As we resume Standard Time this morning, Sunday November 7, 2010,
the air is colder in Georgia (26° Peachtree) than in Massachusetts (32°
Worcester). This happens when the Steering Current high in the sky
buckles into 'High Amplitude' flow.
High Amplitude flow features air
moving more south to north, and north to south (Zonal Flow is more east
to west). Usually we have a combination of the two. But today we have a
very deep trough on the east coast, sending that early freeze to The
Peach Garden of the United States (quickly, buy some peach futures, the
price may jump tomorrow). On the east side of the deep trough we have a
cloud stretched from South America to Greenland. That's a Deeep Trough!

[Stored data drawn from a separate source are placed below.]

PR #687, opened 2024-04-24
Update imports in examples/notebooks

helena-intel:
Update examples/notebooks to use `from optimum.intel import ...` instead of `from optimum.intel.openvino import ...`. This is best practice, and it prevents difficult to debug errors. For example, if accelerate is not installed and you import `OVTrainer`, you get a friendly error with the new import but not with the old version.

Also 
- added accelerate to example requirements
- updated Ubuntu/Python versions in the workflow files.
- fixed running example tests on changing example files

@AlexKoff88 unrelated to this PR, the audio classification example fails with this error:

```
FAILED examples/openvino/test_examples.py::TestExamples::test_audio_classification - nncf.errors.ValidationError: No match has been found among the model operations for the following ignored/target scope definitions:
 - ignored_scope: ['{re}.*__truediv__.*', '{re}.*matmul_1']
Refer to the original_graph.dot to discover the operations in the model currently visible to NNCF and specify the ignored/target scopes in terms of the names there.
```


.github/workflows/test_openvino_examples.yml
```diff
@@ -22,9 +22,9 @@ jobs:
     strategy:
       fail-fast: false
       matrix:
-        python-version: ["3.8", "3.10"]
+        python-version: ["3.8", "3.11"]
 
-    runs-on: ubuntu-20.04
+    runs-on: ubuntu-22.04
```
AlexKoff88, line 27: why are we moving to Ubuntu 22? is it aligned with OpenVINO OS support matrix?

helena-intel: 24.04 is around the corner and 20.04 is pretty old now.  22.04 is officially supported and we release archives for it too. NPU is not supported with 20.04, so 22.04 is arguably the best version at the moment.

But if there is any reason to keep 20.04 happy to move it back.

AlexKoff88: Thanks for the context. It makes sense.

AlexKoff88 (approved):

echarlaix (approved):
Looks good, thanks @helena-intel !!

echarlaix:
Can you take a look at the failing `test_audio_classification` examples before we can merge @helena-intel ?

helena-intel:
> Can you take a look at the failing `test_audio_classification` examples before we can merge @helena-intel ?

It looks like the issue is caused by the nncf_compression_config not being used. In https://github.com/huggingface/optimum-intel/blob/main/optimum/intel/openvino/configuration.py#L313 compression is set to None. I changed it to  `kwargs.get("compression", None)`.

echarlaix:
thanks a lot for the fix @helena-intel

Does this remind you at all of late October 1991? Yes, this weather
pattern has similarities to the ('No Name') Halloween Hurricane of 1991
(recently named 'Perfect Storm'). On October 27, 1991 a front stalled
east of the United States, while Hurricane Grace spun up south of
Bermuda. This year the Hurricane name is Tomas. Grace was originally a
cold core storm that turned warm core and was about 50 miles south of
Bermuda, Tomas is a long lived warm core storm that formed west of
Barbados, from an African wave, on October 29. Tomas is 400+ miles south of Bermuda, and has for the third time,
strengthened from Tropical Storm to Hurricane.
The satellite image appears to have Tomas embedded in the same front
that brought us the heavy rain and wind of last Thursday. Much like
what happened in 1991, the old front is absorbing energy from Tomas
into a new storm developing east of New England Tonight. Unlike 1991,
we have only old cold left from High Pressure over Quebec ( in 1991
very cold air resulted in Blizzard Conditions in Minnesota). This old
cold is a limiting factor in how strong our new 2010 storm will get
tonight and tomorrow.
We have just enough cold to get a period of snow
and sleet late tonight, before a change to rain Monday. Cold is an
ingredient in storm development, as warm air rides over the cold, low
pressure deepens until the temperature gradient is wiped out, then the
storm occludes and spins out. This warmer air is arriving from the
north and east, a 'Back Door' warm front!
This will all happen very fast tonight and tomorrow. In fact we may
have a period of 'Bombogenesis' near Cape Cod tonight as the central
pressure of the new storm drops from 1011 millibars to 996 millibars in
24 hours ending Monday Morning at 7 AM. After that the storm will tend
to weaken for a day or two, but may be rejuvenated by slightly colder
air from Nova Scotia , and the influx of the heart of Tomas into the
storm center on Wednesday.
The net result is heavy wintry mix from east to west tonight, with a
4 hour period of Gale to Storm force wind for early Monday. Then we have
bands of moderate to heavy rain spiraling counterclockwise through New
England into Tuesday. Rainfall amounts greater than 3" may cause
flooding along the shore from Maine to Massachusetts, lighter rain is
expected in the west of New England. By Wednesday most of the storm
will be at Sea, but that make 6 days in a row of massive fetch waves
battering New England during our new moon. Our Beaches are once again
being rearranged by nature. Surf will be huge all week long. As for ski
season, Killington (8" new last Thurs/Fri) and Sunday River are open,
an inch or two new will fall tonight and tomorrow, after that we are
too warm to make snow until next weekend. But the Ski Show is coming to
Boston, we have that to look forward to.
We also look forward to the Satellite Image of the Atlantic Ocean
this week, it may look very much like view from October 31, 1991.